──────── MATERIAL SHOWN
PR #997, opened 2021-03-02
Improve performance while setting concrete memory during initialization

ek0:
I was playing around with triton and big binaries (~50-200MB). I was noticing huge load times trying to concretize whole segments during initialization.

By avoiding iterating on the `alignedMemoryReference` map when empty, we save roughly 50% of CPU time. Trying to concretize 50MB on init went from ~60s to 30s.

This will still happen if you try to concretize big memory section after the symbolic execution engine did some calculation, as the map won't be empty. But this fix will allow users to optimize load times by concretizing memory during initialization at least.

### DIFF
--- a/src/libtriton/engines/symbolic/symbolicEngine.cpp
+++ b/src/libtriton/engines/symbolic/symbolicEngine.cpp
@@ -173,6 +173,12 @@ namespace triton {
 
       /* Removes an aligned memory */
       void SymbolicEngine::removeAlignedMemory(triton::uint64 address, triton::uint32 size) {
+        // Avoid accessing the alignedMemoryReference array when empty. This usually happens when
+        // you initialize the symbolic engine and concretize whole sections of an executable using
+        // setConcreteMemoryValue. No symbolic memory has been created yet but this function will
+        // still try to rougly erase (size * 7) elements.
+        if(this->alignedMemoryReference.empty())
+          return;
         /* Remove overloaded positive ranges */
         for (triton::uint32 index = 0; index < size; index++) {
           this->alignedMemoryReference.erase(std::make_pair(address+index, triton::size::byte));


SweetVishnya:
You can just use `setConcreteMemoryValue` from `Cpu`. That will just update the concrete state and won't try to concretize symbolic memory. `api->getCpuInstance()->setConcreteMemoryValue(...)`

https://github.com/JonathanSalwan/Triton/blob/master/src/libtriton/arch/x86/x86Cpu.cpp#L661

SweetVishnya:
@JonathanSalwan, one more thing I am wondering about whether `std::unordered_map` has the same speed as storing all concrete values by pages (like virtual memory emulation).

SweetVishnya:
Maybe, we can try storing mapping from page address to 4Kb buffer with a bitset of defined bytes?

JonathanSalwan:
When I have to deal with big binaries like yours, to speed up the execution when loading segments I setup [memory caching](https://github.com/JonathanSalwan/Triton/blob/master/src/examples/python/ctf-writeups/defcon-2016-baby-re/solve.py#L114-L120) areas. Then, I define a [callback](https://github.com/JonathanSalwan/Triton/blob/master/src/examples/python/ctf-writeups/defcon-2016-baby-re/solve.py#L271) on every concrete LOAD which will then use `setConcreteMemoryValue` of the [need memory cells](https://github.com/JonathanSalwan/Triton/blob/master/src/examples/python/ctf-writeups/defcon-2016-baby-re/solve.py#L241-L255). I other words, I use `setConcreteMemoryValue` on need memory cells and skip unneeded ones.

JonathanSalwan:
> Maybe, we can try storing mapping from page address to 4Kb buffer with a bitset of defined bytes?

I don't know what to think. In one hand I would like something simple and clear, in other hand it could nice to speed up the execution when initializing the memory.

PR #999, opened 2021-03-03
Enable to use Python 3.9

romainthomas:


SweetVishnya:
Can we specify python version as a CMake option? Having a separety option for each Python version seems not to be universal.

JonathanSalwan:
Yeah i think we can do that. Something like `cmake -DPYTHON_VERSION=3.9` with 3.6 as default.

SweetVishnya:
Can u make it?)

JonathanSalwan:
> Can u make it?)

ok, i will.

SweetVishnya:
Thanks)

PR #1003, opened 2021-03-06
Performance improvements for concrete memory

ek0:
Hello everyone,

Here is a set of small improvements I've put together for better overall performances. I haven't touched to the symbolic memory manager yet as the main bottleneck I encountered was with concrete memory.

First, I've removed `std::unordered_map` and replaced it by [tsl::robin_map](https://github.com/Tessil/robin-map). It's been proven more efficient and uses std::vector as buckets which is more cache friendly.

Also, `robin_map` uses a power of two mask instead of a modulo. It is not only more performant, but also since our keys are addresses, we have high entropy on the lower bits we can use an identity hash function. This saves us 60-70% of compute time on lookup.

I have modified the original implementation of the `robin_map::reserve` function. This way we can pre-reserve on insertion. This help when inserting big byte arrays by only doing one rehash. Instead of triggering multiple allocation and rehash as we insert a new byte, we will only do it once at the beginning. Originally `robin_map` forced a rehash on every `reserve()` call. Now it follows the `unordered_map::reserve` behavior and only reserve if needed.

Second, I've refactored the `BitVector` API to improve code locality. I noticed we didn't really need to pass copy of `std::pair` as arguments to `setPair`. This improved the overall front-end latency by 10%.

Here are the numbers before and after. The target executable is a 200MB file with around 10 sections of various size.
image

And after:

image

As you can see, we only had 12% of instructions retiring, we are now at 57%. :)

For more information about these numbers you can check [this link](https://software.intel.com/content/www/us/en/develop/documentation/vtune-cookbook/top/methodologies/top-down-microarchitecture-analysis-method.html).

PS: I also had to modify the `testers/CMakeLists.txt` file. It throwing me an error on cmake 3.18.2, on windows. This seemed to fix the issue.

Thanks!


src/libtriton/includes/triton/hash.hpp
```diff
@@ -0,0 +1,19 @@
...
+#include <triton/tritonTypes.hpp>
+
+namespace triton
+{
+
+template<typename T>
+class IdentityHash
+{
+public:
+  // KEy is unique and are be returned as is
```
SweetVishnya, line 13: We need proper docstrings here.

SweetVishnya (changes requested):
Great work! The code looks fine to me. Could you please point out the parts that you modified in robin map?

Also, let me check that nothing is broken on Sydr benchmarks. I can run them next week.

SweetVishnya:
Btw, CI tests seem to crash.

SweetVishnya:
Also, have you tried setting concrete values on demand via get memory callback?

ek0:
I noticed the CI tests crashing, not sure why yet. Seems like some python allocation issues on linux?

For the part i modified in robin_map it's these 2 lines: https://github.com/ek0/Triton/blob/99d9fe26da5788ac1090c308a985a63c93b70f45/src/libtriton/includes/tsl/robin_hash.h#L1086

As for concrete memory values on demand you mean as a workaround? In my case, since one of the section is pure VM bytecode that will not change it would be much easier for me to initialize it all at once. And more efficient since most of it end up accessed.

src/libtriton/includes/triton/hash.hpp
SweetVishnya: Resolved

ek0:
Hi again,

I've quickly run the python tests on Windows and the tests are passing:

```
PS D:\codes\Triton\build> cmake --build . --config Release --target test-python
Microsoft (R) Build Engine version 16.9.0-preview-20570-04+b04541221 for .NET Framework
Copyright (C) Microsoft Corporation. All rights reserved.

  "No syscall32 to extract on your plateform"
  "No syscall64 to extract on your plateform"
  triton.vcxproj -> D:\codes\Triton\build\src\libtriton\Release\triton.dll
  .....................................................................................................................................................................................................................................................................................
  ...........................................................................................s.s...................................................................
  ----------------------------------------------------------------------
  Ran 438 tests in 344.062s

  OK (skipped=2)
```

Could the failures on the CI be because we're hitting the memory limits of the CI machines (thus the `std::bad_alloc`)? If you were close to the limit before, this could be happen when a rehash is performed. `tsl::robin_map` will allocate a new_table to fit the actual content and move the old table to the new one. This process is a bit faster but can temporarily use a bit more memory than `std::unordered_map`.

src/libtriton/arch/x86/x8664Cpu.cpp
```diff
@@ -15,6 +15,7 @@
 #include <triton/immediate.hpp>
 #include <triton/x8664Cpu.hpp>
 
+#include <iterator>
```
JonathanSalwan: Why this include?

src/libtriton/includes/triton/aarch64Cpu.hpp
```diff
@@ -24,7 +24,8 @@
 #include <triton/register.hpp>
 #include <triton/tritonTypes.hpp>
 
-
+#include <triton/hash.hpp>
+#include <tsl/robin_map.h>
```
JonathanSalwan: What about defining `tsl::robin_map` into `triton::extlibs` (see [triton/externalLibs.hpp](https://github.com/JonathanSalwan/Triton/blob/master/src/libtriton/includes/triton/externalLibs.hpp))?. As we modified the `tsl::robin_map` behavior, we should keep it private for `triton` internals and let the user use the `tsl::robin_map` of his system for his C++ triton tools.

src/libtriton/includes/triton/hash.hpp
```diff
@@ -0,0 +1,19 @@
...
+  T operator()(const T& key) const { return key; }
```
JonathanSalwan: I think we can delete this file and define the `IdentityHash` into `tritonTypes.hpp`. Also, we may add to the comment something saying that this is used by `robin_map`.

src/libtriton/includes/triton/bitsVector.hpp
```diff
@@ -73,7 +73,7 @@ namespace triton {
         TRITON_EXPORT void setLow(triton::uint32 v);
 
         //! Sets the pair<high, low> position
-        TRITON_EXPORT void setPair(std::pair<triton::uint32, triton::uint32> p);
+        void setPair(triton::uint32 high, triton::uint32 low);
```
JonathanSalwan: I think we should find a new name now :D. What about:

* setBit(s)Position
* setSize
* setBit(s)
* ?

src/libtriton/arch/x86/x8664Cpu.cpp
ek0: I just forgot it, part of some tests. It should be removed in the last commit?

JonathanSalwan:
Regarding the CI crashs, it crashes on Windows and Linux.

> If you were close to the limit before

I'm not sure about that. It's probably due to a modification we did with this PR. Anyway, we have to get full green, i can't scarify my CI :D.

src/libtriton/includes/triton/bitsVector.hpp
SweetVishnya: I suggest setValue. It seems to be most close.

SweetVishnya: Modified the message.

SweetVishnya:
It should also become full green before I run Sydr benchmarks) Build Triton for Linux may help or even Windows subsystem for Linux.

ek0:
As discussed with @JonathanSalwan, I've added a compiler switch to let the user decide if he wants to use `tsl::robin_map` instead of `std::unordered_map`.
Since `std::unordered_map` uses linked list, lookup can be slower but rehashing is less expensive in terms of memory. While `tsl::robin_map` has been proven a lot more effective especially on big binaries, but rehashing can temporarily use a lot more memory. Overall, on my target example: `tsl::robin_map` will take 20s while `std::unordered_map` will take 27s to load.

As we are using `triton::byte` as value, the cost in memory already explodes (for every byte you roughly have to store at least 16+ bytes?) along with it. There's definitely something that can be improved on that side, but it'll go to another PR.

SweetVishnya:
We still need to make tests green with robin map on.

Issue #1006, opened 2021-03-12
Disassemble a set of instructions from concrete memory


JonathanSalwan:

JonathanSalwan:
```python
>>> from triton import *
>>> ctx = TritonContext(ARCH.X86_64)

>>> ctx.setConcreteMemoryAreaValue(0x1000, b"\x48\xb9\x88\x77\x66\x55\x44\x33\x22\x11\x48\xff\xc1\x48\x89\xc8\xc9\xc3")

>>> # Disassemble from memory
>>> insts = ctx.disassembly(0x1000, 5)
>>> for inst in insts:
...     print(inst)
... 
0x1000: movabs rcx, 0x1122334455667788
0x100a: inc rcx
0x100d: mov rax, rcx
0x1010: leave
0x1011: ret

# Disassembled instructions can be processed 
>>> for inst in insts:
...     ctx.processing(inst)
... 
True
True
True
True
True

>>> ctx.getSymbolicRegister(ctx.registers.rax)
(define-fun ref!9 () (_ BitVec 64) ref!2) ; MOV operation - 0x100d: mov rax, rcx
```

SweetVishnya:
Would this api be able to take pc value from concrete memory to handle next address after jump?

JonathanSalwan:
> Would this api be able to take pc value from concrete memory to handle next address after jump?

I think this is two kinds of different disassembly. Btw, to take in account the pc value, the instruction must be executed.

SweetVishnya:
This api can stop on branch instruction if instruction count is not provided.

PR #1007, opened 2021-03-12
Disassemble to control flow instruction from concrete memory

SweetVishnya:
Hi!

I implemented API to disassemble multiple instructions and stop on a control flow instruction. This may be useful to execute code by blocks.

xref #1006

### DIFF
--- a/src/libtriton/arch/architecture.cpp
+++ b/src/libtriton/arch/architecture.cpp
@@ -233,16 +233,45 @@ namespace triton {
     }
 
 
-    std::list<triton::arch::Instruction> Architecture::disassembly(triton::uint64 addr, triton::usize count) const {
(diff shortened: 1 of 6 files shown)


src/libtriton/arch/architecture.cpp
```diff
@@ -233,13 +233,20 @@ namespace triton {
     }
 
 
-    std::list<triton::arch::Instruction> Architecture::disassembly(triton::uint64 addr, triton::usize count) const {
-      std::list<triton::arch::Instruction> ret;
+    std::vector<triton::arch::Instruction> Architecture::disassembly(triton::uint64 addr, triton::usize count) const {
+      std::vector<triton::arch::Instruction> ret;
```
JonathanSalwan, line 238: `ret.reserve(count)`?

PR #1033, opened 2021-07-26
AST optimization for ite node: True ? A : B => A, False ? A : B => B

SweetVishnya:
Simplify constant ite condition.

### DIFF
--- a/src/libtriton/ast/astContext.cpp
+++ b/src/libtriton/ast/astContext.cpp
@@ -842,6 +842,13 @@ namespace triton {
 
 
     SharedAbstractNode AstContext::ite(const SharedAbstractNode& ifExpr, const SharedAbstractNode& thenExpr, const SharedAbstractNode& elseExpr) {
+      if (this->modes->isModeEnabled(triton::modes::AST_OPTIMIZATIONS)) {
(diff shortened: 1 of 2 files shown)


JonathanSalwan:
I think it's more a `CONSTANT_FOLDING` mode than an `AST_OPTIMIZATION`? We should maybe refactor [these lines](https://github.com/JonathanSalwan/Triton/blob/master/src/libtriton/ast/astContext.cpp#L850-L854)? (i do not remember why i did this: `node->isLogical() == false`)

SweetVishnya:
Can I enable it for both modes cause we do not use `CONSTANT_FOLDING`?

Maybe we can just remove [those lines](https://github.com/JonathanSalwan/Triton/blob/master/src/libtriton/ast/astContext.cpp#L850-L854)? Because constants for then and else should be already folded by the time.

RobinDavid:
Thanks @SweetVishnya . Yes it would be nice to have it in both mode. The difference between AST_OPTIMIZATION and CONSTANT_FOLDING is rather tight..

SweetVishnya:
Fixed review issues in new commit

PR #1034, opened 2021-08-05
use vcpkg to reference libraries

ZhouZiY:


JonathanSalwan:
Thanks for this MR. However, there is issue with builds on Linux and OSX. Could you fix that?

ZhouZiY:
I try to fix it. Now it ref z3 and capstone from vcpkg if  CMAKE_TOOLCHAIN_FILE defined.

PR #1044, opened 2021-09-08
Support overriding of global solving timeout per request

SweetVishnya:
The motivation of this PR is following. We would like to solve queries in parallel. And sometimes we need to change solving timeout for specific queries (e.g, to detect symbolic address bounds with a small timeout). Global timeout does not allow to have different timeout for parallel queries.

### DIFF
--- a/src/libtriton/api/api.cpp
+++ b/src/libtriton/api/api.cpp
@@ -1089,21 +1089,21 @@ namespace triton {
   }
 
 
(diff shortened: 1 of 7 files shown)


JonathanSalwan:
Thanks for this MR. Looks good to me. Just one thing: can you add a comment to the timeout attribute of the `Z3Solver` class explaining what you said about global timeout and that some queries may need personal timeout.

```cpp
      /*! \brief Solver engine using z3. */
      class Z3Solver : public SolverInterface {
        private:
          //! The SMT solver timeout. By default, unlimited.
          triton::uint32 timeout;
```

Cheers!

SweetVishnya:
Added docs.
────────────────
> _AIM OF THE EXERCISE_
For the lines above, output exactly those from the line containing "--- a/src/libtriton/ast/astContext.cpp" through the line containing "SharedAbstractNode AstContext::ite(const SharedAbstractNode&", and skip the others.

> _REPLY TO THE TASK_
--- a/src/libtriton/ast/astContext.cpp
+++ b/src/libtriton/ast/astContext.cpp
@@ -842,6 +842,13 @@ namespace triton {
 
 
     SharedAbstractNode AstContext::ite(const SharedAbstractNode& ifExpr, const SharedAbstractNode& thenExpr, const SharedAbstractNode& elseExpr) {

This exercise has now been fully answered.